Jeff Wysocki, DSI de la société minière Mosaic, a récemment embauché son premier professionnel FinOps à temps plein. « Nous sommes à 80 ou 85 % dans le cloud et, pour nous, le travail consiste à suivre de manière proactive ces dépenses, puis à éduquer les développeurs et les équipes data sur la manière d'utiliser les capacités du cloud de manière rentable », explique-t-il. Du classique, en somme.
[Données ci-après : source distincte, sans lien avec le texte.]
PR #2558, opened 2023-08-20
fix: binding missing method

bruno-garcia:
Latest release of the cocoa SDK has some API changes: https://github.com/getsentry/sentry-cocoa/pull/3194

It seems that our CI builds a new binding, but doesn't break if the world changes.

We need to pin the cocoa SDK version and make sure we re-run the binding generation code in the bump PR. And if building the binding project results in a dirty repository, we need to break the build.

#skip-changelog

### DIFF
--- a/src/Sentry.Bindings.Cocoa/Sentry.Bindings.Cocoa.csproj
+++ b/src/Sentry.Bindings.Cocoa/Sentry.Bindings.Cocoa.csproj
@@ -60,7 +60,7 @@
   </Target>
   <Target Name="_InnerGenerateSentryCocoaBindings">
     <Exec Command="pwsh ../../scripts/generate-cocoa-bindings.ps1" />
-    <Exec Command="pwsh ../../scripts/dirty-check.ps1" />
+    <Exec Condition="'$(GITHUB_ACTIONS)' == 'true'" Command="pwsh ../../scripts/dirty-check.ps1" />
   </Target>
 
   <!-- Workaround for https://github.com/xamarin/xamarin-macios/issues/15299 -->
--- a/src/Sentry.Bindings.Cocoa/Sentry.Bindings.Cocoa.csproj
+++ b/src/Sentry.Bindings.Cocoa/Sentry.Bindings.Cocoa.csproj
@@ -54,12 +54,12 @@
   </Target>
 
   <!-- Generate bindings -->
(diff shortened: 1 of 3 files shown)


jamescrosswell:
See https://remarkablemark.org/blog/2017/10/12/check-git-dirty/

We should be able to use `git diff --stat` to see if anything has changed.

jamescrosswell (approved):

src/Sentry.Bindings.Cocoa/Sentry.Bindings.Cocoa.csproj
```diff
@@ -54,12 +54,13 @@
   </Target>
 
   <!-- Generate bindings -->
-  <Target Name="_GenerateSentryCocoaBindings" AfterTargets="_BuildSentryCocoaSDK" Condition="$([MSBuild]::IsOSPlatform('OSX'))"
-    Inputs="..\..\modules\sentry-cocoa\Carthage\.built-from-sha" Outputs="ApiDefinitions.cs;StructsAndEnums.cs">
+  <Target Name="_GenerateSentryCocoaBindings" AfterTargets="_BuildSentryCocoaSDK" Condition="$([MSBuild]::IsOSPlatform('OSX'))">
```
bruno-garcia, line 57: Oh, just noticed the input/output got removed. This means it'll run on each build, even if no changes were done. Was that the intention? @jamescrosswell ?

Was the `git submodule update` approach slower?

jamescrosswell: It was intentional yes. It will make the runs somewhere between 0.5s and 2s slower, which I figured wasn't consequential. We could potentially run `git submodule update --recursive` before all of this... I'm not sure if we'd continue to run into (other) problems though and it seems like a lot of complexity to add just to shave ~1s off the build time though. I'd rather remove the optimsation and be done with it.

bruno-garcia: Sounds good then. Surprised it takes only 2 seconds to run obj sharpie.

jamescrosswell: Yeah it's taking about 2.5s of user time on my machine today (although only 0.67s of system time):
image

Jennifer Hays, responsable de l'excellence en ingénierie de Fidelity Investments, société américaine spécialisée dans la gestion d'actifs. (Photo : D.R.)

En revanche, dans certaines grandes entreprises des services financiers, le rôle de FinOps s'est élargi. « Nous transférons les pratiques FinOps sur un périmètre de fournisseurs plus important », souligne Jennifer Hays, vice-présidente et responsable de l'excellence en ingénierie de Fidelity Investments. « Nous nous intéressons davantage au SaaS et au PaaS, et notre organisation technologique essaie d'utiliser certains des mêmes principes pour nos datacenters sur site. »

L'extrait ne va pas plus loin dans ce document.